Ovarian cyst

I have found out I have cyst at 22 cm on right ovary my ca125 measured at 145 I have seen my consultant who was quite reassuring as in although it has septations they are smooth he was taliking about draining cyst etc but this all depended on mri when my daughter asked if in his opinion was there any reassurances I could there was a lot although trans scan could not pick up what was behind so mri booked what a horrible experience it was I'm serverly claustrophobic one of my biggest fears is being buried alive it was just I was terrified of the machine the radiologist was so rude he said as I sat down so you have a huge cyst I said I know but my consultant was quite reassuring he then proceeded to tell me there was no guarantee which is fine I get that it was the way he said it then he said as I was crying absolutely terrified of getting in that machine it was no skin of his nose he still gets paid whether I have it done or not I couldn't have it done as stomach was to big and I was Petrified booked second scan they were lovely but I had full on panic attack I was in the machine for about 30 seconds obviously has to be referred back to my consultant I half agreed I would try with sedatives but I know I'm not able as I have had to see my gp thanks to my mental health and my crippling anxiety over this scan my gp was fab he is getting hold of my consultant to see what they can arrange I'm not sleeping I'm not eating I just want this out of way I had no symptoms a part from big belly whic I put down to menopause and my antidepressant ever since this has I seem to be experiencing more like bad back being sick loss of appetite and now breathlessness although I have seen gp he thinks the breathing is more anxiety driven as it's more like I feel like I'm not getting enoug oxygen so have to take big breath I'm so scared all of the time I keep crying over everything I just find myself breaking down I'm trying to put a brave face on it but honestly I'm crumbling I keep googling I know I shouldn't im sorry for long post I just wanted to put it in writing so I could make sense of it allxxx

 

  • Hi Mickie1409,

    I'm sorry to hear you're going through a tough time. It does often help to write things down, as you say.

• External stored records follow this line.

PR #333, opened 2016-05-24
Create doc/html directory

jeffs:
The html directory must exist before the documentation can be built, or
else `make` reports the following error:

    CMake Error at doc/cmake_install.cmake:31 (file):
      file INSTALL cannot find "/Users/jeff/pkg/fmtlib/fmt/doc/html".
    Call Stack (most recent call first):
      cmake_install.cmake:33 (include)

    make: *** [install] Error 1

This commit is just a work-around; I don't know enough CMake to update the build, but it probably should just create the html directory automatically if necessary.

### DIFF
--- a/.gitignore
+++ b/.gitignore
@@ -2,6 +2,7 @@ bin/
 /_CPack_Packages
 /doc/doxyxml
 /doc/html
+!/doc/html
 virtualenv
 /Testing
 /install_manifest.txt


.gitignore
```diff
@@ -2,6 +2,7 @@ bin/
 /_CPack_Packages
 /doc/doxyxml
 /doc/html
```
Spartan322: why not just remove this instead?

jeffs: Maybe that is a better approach.  Why was the html directory ignored in the first place?  It seemed like it might contain generated files (from *.rst) that should not be committed to version control.

vitaut:
Thanks for the PR, but the `html` directory should be created automatically when running `make doc`. What exactly are exact cmake and make commands that you run?

jeffs:
cmake -DCMAKE_INSTALL_PREFIX:PATH="$top/usr" .
make -j8 all install

This morning, the build work fines for me, though none of the code has
changed.  Is it possible the "-j" flag to `make` just caused a race
condition?

On Tue, May 24, 2016 at 9:43 AM, Victor Zverovich <notifications@github.com>
wrote:

> Thanks for the PR, but the html directory should be created automatically
> when running make doc. What exactly are exact cmake and make commands
> that you run?
>
> —
> You are receiving this because you authored the thread.
> Reply to this email directly or view it on GitHub
> <https://github.com/fmtlib/fmt/pull/333#issuecomment-221273118>
>



-- 

[image: Orchard Platform] <http://www.orchardplatform.com/>

Jeffrey Schwab / Senior Software Engineer
(617) 407-2542 / jeff@orchardplatform.com

Orchard Platform
101 5th Avenue, 4th Floor, New York, NY 10003
http://www.orchardplatform.com

[image: Twitter]  <https://twitter.com/orchardplatform>[image: Linkedin]
<https://www.linkedin.com/company/orchard-app>

Orchard Blog <http://www.orchardplatform.com/blog/> | Marketplace Lending
Meetup <http://www.meetup.com/Peer-to-Peer-Lending-P2P/>

-- 
*NOTICE TO RECIPIENTS*: This communication is confidential and intended for 
the use of the addressee only. If you are not an intended recipient of this 
communication, please delete it immediately and notify the sender by return 
email. Unauthorized reading, dissemination, distribution or copying of this 
communication is prohibited. This communication does not constitute an 
offer to sell or a solicitation of an indication of interest to purchase 
any loan, security or any other financial product or instrument, nor is it 
an offer to sell or a solicitation of an indication of interest to purchase 
any products or services to any persons who are prohibited from receiving 
such information under applicable law. The contents of this communication 
may not be accurate or complete and are subject to change without notice. 
As such, Orchard App, Inc. (including its subsidiaries and affiliates, 
"Orchard") makes no representation regarding the accuracy or completeness 
of the information contained herein. The intended recipient is advised to 
consult its own professional advisors, including those specializing in 
legal, tax and accounting matters. Orchard does not provide legal, tax or 
accounting advice.

vitaut:
The problem is that the `install` target tries to install docs but they are only built with `make doc`. Should be fixed in https://github.com/fmtlib/fmt/commit/dc1e36fa0e4e3d69f11cb028a0b56910a6fa3c3f. Thanks for catching this!

PR #348, opened 2016-06-25
Fix building with clang in header-only mode

LogicalKnight:
Building under a recent clang compiler causes the use of an extern
template for the BasicData struct. However, the only instantiation of
that structure in format.cc is only done if FMT_HEADER_ONLY is not
defined. This causes the build to fail in C++11 or C++14 mode.
Therefore, only declare the BasicData template as extern if
FMT_HEADER_ONLY is not defined.


LogicalKnight:
Quick note: I'm working with Apple's Clang version 7.3.0. This change allows the code to compile in header-only mode under clang when compiling in either C++11 or C++14 mode. Thanks!

vitaut:
Good catch, thanks!

PR #1051, opened 2019-02-21
Clarify lifetimes of named_arg parameters

mikelui:
Document that fmt::arg takes a non-owning
reference, even if that reference is to
a temporary. As such, users should make sure
the lifetime of the reference lasts as long
as the named argument.

Disable doxygen for deleted overload.

### DIFF
--- a/include/fmt/core.h
+++ b/include/fmt/core.h
@@ -1385,10 +1385,10 @@ typename buffer_context<Char>::type::iterator vformat_to(
   \rst
   Returns a named argument to be used in a formatting function.
 
-  Usage is analogous to `std::reference_wrapper
-  <https://en.cppreference.com/w/cpp/utility/functional/reference_wrapper>`_,
-  except that rvalues references are not disabled.
-  The user should take care to only pass in temporaries when
+  The named argument holds a reference and does not extend the lifetime
+  of its arguments.
+  Consequently, a dangling reference can accidentally be created.
+  The user should take care to only pass this function temporaries when
   the named argument is itself a temporary, as per the following example.
 
   **Example**::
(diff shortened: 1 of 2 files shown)


include/fmt/core.h
```diff
@@ -1384,6 +1385,12 @@ typename buffer_context<Char>::type::iterator vformat_to(
   \rst
   Returns a named argument to be used in a formatting function.
 
+  Usage is analogous to `std::reference_wrapper
+  <https://en.cppreference.com/w/cpp/utility/functional/reference_wrapper>`_,
+  except that rvalues references are not disabled.
```
epruesse: should be `rvalue references`

mikelui: Actually I think it should just be rvalues, since rvalue references are lvalues.

vitaut: Is the rvalue part useful here? I'd drop it altogether.

include/fmt/core.h
```diff
@@ -1394,9 +1401,11 @@ inline internal::named_arg<T, FMT_CHAR(S)> arg(const S& name, const T& arg) {
   return {name, arg};
 }
 
+/// \cond
```
vitaut: This is not needed. The ambiguity is caused by signature mismatch, not presence of extra overload.

include/fmt/core.h
mikelui: I'll change it to just dangling references. Not all users would know what an rvalue is (or reference_wrapper for that matter)

include/fmt/core.h
mikelui: Ah okay. I'll change it in doc/api.rst

vitaut:
Merged, thanks!

vitaut:
@mikelui, could you please review the updated [CONTIBUTING](https://github.com/fmtlib/fmt/blob/ebec00138bd10e949ff34955bcb096387cd32acc/CONTRIBUTING.md) document, particularly the part about licensing, and let me know if you agree with it being applied to your contributions to {fmt}? The library is likely to be relicensed (#1073) so I'm collecting approval from all earlier contributors. Thanks!

PR #1052, opened 2019-02-22
Documentation/api.rst: Use same template argument order as in the pro…

t-b:
…totype

The formatter prototype is

// A formatter for objects of type T.
template <typename T, typename Char = char, typename Enable = void>
struct formatter {
  explicit formatter(internal::dummy_formatter_arg);
  };

so we should use this order in the example as well.

In addition we use Char instead of plain char to not confuse the reader
as this name is totally arbitrary.

### DIFF
--- a/doc/api.rst
+++ b/doc/api.rst
@@ -165,8 +165,8 @@ You can also write a formatter for a hierarchy of classes::
     virtual std::string name() const { return "B"; }
   };
 
-  template <typename T>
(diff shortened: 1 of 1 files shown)


vitaut:
Thanks for the PR, but I don't think adding an extra template parameter is necessary in this example. The default character type is `char` and the example is there to illustrate formatting of hierarchy of classes, not supporting various character types.

t-b:
@vitaut okay, fine as well. thanks for the speedy feedback.

PR #1054, opened 2019-02-23
Fixes for some pedantic warnings

ricco19:
Some small changes required for me to compile with stricter compiler flags

### DIFF
--- a/include/fmt/format.h
+++ b/include/fmt/format.h
@@ -62,6 +62,10 @@
 #if FMT_GCC_VERSION >= 406 || FMT_CLANG_VERSION
 #  pragma GCC diagnostic push
 
+// Disable warning about not handling all enums in switch statement even with
+// a default case
+#  pragma GCC diagnostic ignored "-Wswitch-enum"
+
 // Disable the warning about declaration shadowing because it affects too
 // many valid cases.
 #  pragma GCC diagnostic ignored "-Wshadow"
--- a/include/fmt/format.h
+++ b/include/fmt/format.h
@@ -1798,7 +1798,8 @@ class specs_handler : public specs_setter<typename Context::char_type> {
   typedef typename Context::format_arg format_arg;
 
   FMT_CONSTEXPR format_arg get_arg(auto_id) {
-    return internal::get_arg(context_, parse_context_.next_arg_id());
+    return internal::get_arg(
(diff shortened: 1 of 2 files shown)


include/fmt/format.h
```diff
@@ -62,6 +62,10 @@
 #if FMT_GCC_VERSION >= 406 || FMT_CLANG_VERSION
 #  pragma GCC diagnostic push
 
+// Disable warning about not handling all enums in switch statement even with
+// a default case
+#  pragma GCC diagnostic ignored "-Wswitch-enum"
```
vitaut: Could you post specific warnings this is causing? Might be better to fix those instead of suppressing.

include/fmt/format.h
```diff
@@ -1794,7 +1798,8 @@ class specs_handler : public specs_setter<typename Context::char_type> {
   typedef typename Context::format_arg format_arg;
 
   FMT_CONSTEXPR format_arg get_arg(auto_id) {
-    return internal::get_arg(context_, parse_context_.next_arg_id());
+    return internal::get_arg(
+        context_, static_cast<unsigned>(parse_context_.next_arg_id()));
```
vitaut: Why is it needed? `next_arg_id()` already returns `unsigned`.

vitaut:
Thanks for the PR! Just two minor inline comments.

include/fmt/format.h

    It sounds like they are working to find a solution for you to have the scan, which is great. Hopefully this can be sorted soon.

    It also sounds like the doctor is supporting you with the anxiety too - keep speaking to them to get any help you may need. The NHS also has some good online resources for mental health support, called Every Mind Matters.

    It is best to avoid Googling things to do with this as the information will often be irrelevant and it only tends to increase the worries.

    Do take care of yourself and hopefully you're able to hear back from the doctors soon.